I need to count the number of occurrences elements in an RDD. This would be easy if I just had, say, letter counts in the RDD like this:
rdd = sc.parallelize([("a", 1), ("b", 1), ("a", 3)])
rdd.reduceByKey(lambda a,b: a+b).collect() #prints [('a', 4), ('b', 1)]
But each element of the data is from a tweet, meaning there will often be instances of several letters in each, like this:
rdd2 = sc.parallelize([[("a", 2), ("b", 1), ("c", 3)], [("a", 5), ("b", 2)]])
What is an efficient way of combining this into a distributed dataset of key/val tuples with key = letters and val = total number of occurrences?

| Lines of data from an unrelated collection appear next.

PR #2599, opened 2024-08-30
direct: Generate crd and upload status.externalRef

gemmahou:
### Change description

Generated CRD and populate status.externalRef in golden log

### Tests you have done

### DIFF
--- a/dev/tasks/generate-crds
+++ b/dev/tasks/generate-crds
@@ -55,7 +55,7 @@ go run ./scripts/crd-tools reflow-descriptions --dir apis/config/crd/
 
 # excluded_resources are resources that are under development for a direct conversion
 # we don't modify the CRD just yet for those but will in the future
-excluded_resources=("computeforwardingrule" "bigquerydatatransferconfig")
+excluded_resources=("bigquerydatatransferconfig")
 
 cd ${REPO_ROOT}
 cd apis/config/crd/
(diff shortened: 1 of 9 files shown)


dev/tasks/generate-crds
```diff
@@ -55,7 +55,7 @@ go run ./scripts/crd-tools reflow-descriptions --dir apis/config/crd/
 
 # excluded_resources are resources that are under development for a direct conversion
 # we don't modify the CRD just yet for those but will in the future
-excluded_resources=("computeforwardingrule")
+#excluded_resources=("computeforwardingrule")
```
yuwenma, line 58: If the resource is ready, maybe not place it inside `excluded_resources` just in case it's turned back off by accident?

pkg/controller/direct/compute/forwardingrule_externalresource.go
```diff
@@ -53,14 +53,14 @@ func asID(externalRef string) (*ForwardingRuleIdentity, error) {
 	}
 	path := strings.TrimPrefix(externalRef, serviceDomain+"/")
 	tokens := strings.Split(path, "/")
-	if len(tokens) == 5 || tokens[0] == "projects" || tokens[2] == "global" || tokens[3] == "forwardingrules" {
+	if len(tokens) == 5 && tokens[0] == "projects" && tokens[2] == "global" && tokens[3] == "forwardingrules" {
```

Solutions I've considered:
- First convert each element to just a list of letters, then reduce with lambda a,b: a+b, then make a Counter. This works but a looot of data is sent to the driver node and the Counter is constructed locally there.

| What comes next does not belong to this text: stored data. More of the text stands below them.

PR #2601, opened 2024-08-31
fix: Skip testNoChangeAfterUpdate if update resource is empty

jasonvigil:
This issue was never hit before because testNoChangeAfterUpdate is currently only enabled for SQLInstances resources. We recently added a SQLInstance test case that does not set an update.yaml resource (sqlinstance-clone-minimal), and it revealed the problem causing a nil pointer dereference when getting update object.

### DIFF
--- a/pkg/controller/dynamic/dynamic_controller_integration_test.go
+++ b/pkg/controller/dynamic/dynamic_controller_integration_test.go
@@ -296,6 +296,15 @@ func testNoChangeAfterCreate(ctx context.Context, t *testing.T, testContext test
 
 // testNoChangeAfterUpdate is enabled only on resources allowlisted inside the function.
 func testNoChangeAfterUpdate(ctx context.Context, t *testing.T, testContext testrunner.TestContext, systemContext testrunner.SystemContext, resourceContext contexts.ResourceContext) {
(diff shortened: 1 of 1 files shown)


gemmahou:
We can also add `SkipUpdate: true` in sql_context for this [test](https://github.com/GoogleCloudPlatform/k8s-config-connector/blob/4d839f272139da0228ee07f58546fcb78001451f/pkg/test/resourcefixture/contexts/sql_context.go#L27), when there's no update.yaml

jasonvigil:
> We can also add `SkipUpdate: true`([example](https://github.com/GoogleCloudPlatform/k8s-config-connector/blob/4d839f272139da0228ee07f58546fcb78001451f/pkg/test/resourcefixture/contexts/sql_context.go#L96)) in sql_context for this [test](https://github.com/GoogleCloudPlatform/k8s-config-connector/blob/4d839f272139da0228ee07f58546fcb78001451f/pkg/test/resourcefixture/contexts/sql_context.go#L27), when there's no update.yaml

Alright, updated! I like having the nil check also, to prevent from accidental wide breakages like this (where we block other tests from running due to the nil pointer dereference panic).

yuwenma (commented):
/lgtm
/approve

Makes sense. Thanks!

- Convert each element to a dict like {"a" : 2, "b" : 1}, write a method to combine dicts, and reduce using that. I'm a bit worried about this because a) dicts are usually passed by reference in Python and I'm not convinced I fully understand what behavior I'll get if I simply add the items from dict a to dict b in the combiner method. b) I can get around that be creating a new dict in the combiner method, but that means creating very large dictionaries repeatedly when reducing.
Any help would be greatly appreciated.